[Activity] Word for word, output the data that follows.

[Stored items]
>>>>
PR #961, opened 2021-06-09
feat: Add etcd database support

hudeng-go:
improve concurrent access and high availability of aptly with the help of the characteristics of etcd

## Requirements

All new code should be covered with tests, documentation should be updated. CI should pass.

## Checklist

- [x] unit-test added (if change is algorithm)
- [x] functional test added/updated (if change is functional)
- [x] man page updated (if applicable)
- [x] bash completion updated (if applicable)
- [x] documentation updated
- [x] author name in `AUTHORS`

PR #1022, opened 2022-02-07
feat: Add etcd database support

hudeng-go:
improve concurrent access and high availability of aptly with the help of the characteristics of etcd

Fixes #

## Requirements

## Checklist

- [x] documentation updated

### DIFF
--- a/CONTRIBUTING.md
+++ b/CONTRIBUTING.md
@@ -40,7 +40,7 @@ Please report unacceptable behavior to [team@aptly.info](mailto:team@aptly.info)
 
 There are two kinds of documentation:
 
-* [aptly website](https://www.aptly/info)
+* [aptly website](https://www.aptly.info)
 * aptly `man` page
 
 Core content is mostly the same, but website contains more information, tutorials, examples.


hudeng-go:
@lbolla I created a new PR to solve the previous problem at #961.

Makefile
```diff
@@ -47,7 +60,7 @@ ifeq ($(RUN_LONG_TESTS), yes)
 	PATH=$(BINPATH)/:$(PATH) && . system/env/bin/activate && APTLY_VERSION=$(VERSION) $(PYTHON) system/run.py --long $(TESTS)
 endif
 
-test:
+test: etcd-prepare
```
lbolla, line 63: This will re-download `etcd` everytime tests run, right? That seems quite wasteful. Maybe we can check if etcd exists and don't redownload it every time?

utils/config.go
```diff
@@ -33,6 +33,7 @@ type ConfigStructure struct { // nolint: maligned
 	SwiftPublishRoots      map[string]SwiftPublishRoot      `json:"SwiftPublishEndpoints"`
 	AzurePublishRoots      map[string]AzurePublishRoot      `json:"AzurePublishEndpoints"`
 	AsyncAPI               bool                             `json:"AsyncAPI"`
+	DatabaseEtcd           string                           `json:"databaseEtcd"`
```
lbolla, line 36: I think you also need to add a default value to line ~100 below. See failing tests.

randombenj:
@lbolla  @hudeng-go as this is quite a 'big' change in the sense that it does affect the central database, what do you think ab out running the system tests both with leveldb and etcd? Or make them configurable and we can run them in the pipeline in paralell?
<<<<
[Exercise output]
PR #961, opened 2021-06-09
feat: Add etcd database support

hudeng-go:
improve concurrent access and high availability of aptly with the help of the characteristics of etcd

## Requirements

All new code should be covered with tests, documentation should be updated. CI should pass.

## Checklist

- [x] unit-test added (if change is algorithm)
- [x] functional test added/updated (if change is functional)
- [x] man page updated (if applicable)
- [x] bash completion updated (if applicable)
- [x] documentation updated
- [x] author name in `AUTHORS`

PR #1022, opened 2022-02-07
feat: Add etcd database support

hudeng-go:
improve concurrent access and high availability of aptly with the help of the characteristics of etcd

Fixes #

## Requirements

## Checklist

- [x] documentation updated

### DIFF
--- a/CONTRIBUTING.md
+++ b/CONTRIBUTING.md
@@ -40,7 +40,7 @@ Please report unacceptable behavior to [team@aptly.info](mailto:team@aptly.info)
 
 There are two kinds of documentation:
 
-* [aptly website](https://www.aptly/info)
+* [aptly website](https://www.aptly.info)
 * aptly `man` page
 
 Core content is mostly the same, but website contains more information, tutorials, examples.


hudeng-go:
@lbolla I created a new PR to solve the previous problem at #961.

Makefile
```diff
@@ -47,7 +60,7 @@ ifeq ($(RUN_LONG_TESTS), yes)
 	PATH=$(BINPATH)/:$(PATH) && . system/env/bin/activate && APTLY_VERSION=$(VERSION) $(PYTHON) system/run.py --long $(TESTS)
 endif
 
-test:
+test: etcd-prepare
```
lbolla, line 63: This will re-download `etcd` everytime tests run, right? That seems quite wasteful. Maybe we can check if etcd exists and don't redownload it every time?

utils/config.go
```diff
@@ -33,6 +33,7 @@ type ConfigStructure struct { // nolint: maligned
 	SwiftPublishRoots      map[string]SwiftPublishRoot      `json:"SwiftPublishEndpoints"`
 	AzurePublishRoots      map[string]AzurePublishRoot      `json:"AzurePublishEndpoints"`
 	AsyncAPI               bool                             `json:"AsyncAPI"`
+	DatabaseEtcd           string                           `json:"databaseEtcd"`
```
lbolla, line 36: I think you also need to add a default value to line ~100 below. See failing tests.

randombenj:
@lbolla  @hudeng-go as this is quite a 'big' change in the sense that it does affect the central database, what do you think ab out running the system tests both with leveldb and etcd? Or make them configurable and we can run them in the pipeline in paralell?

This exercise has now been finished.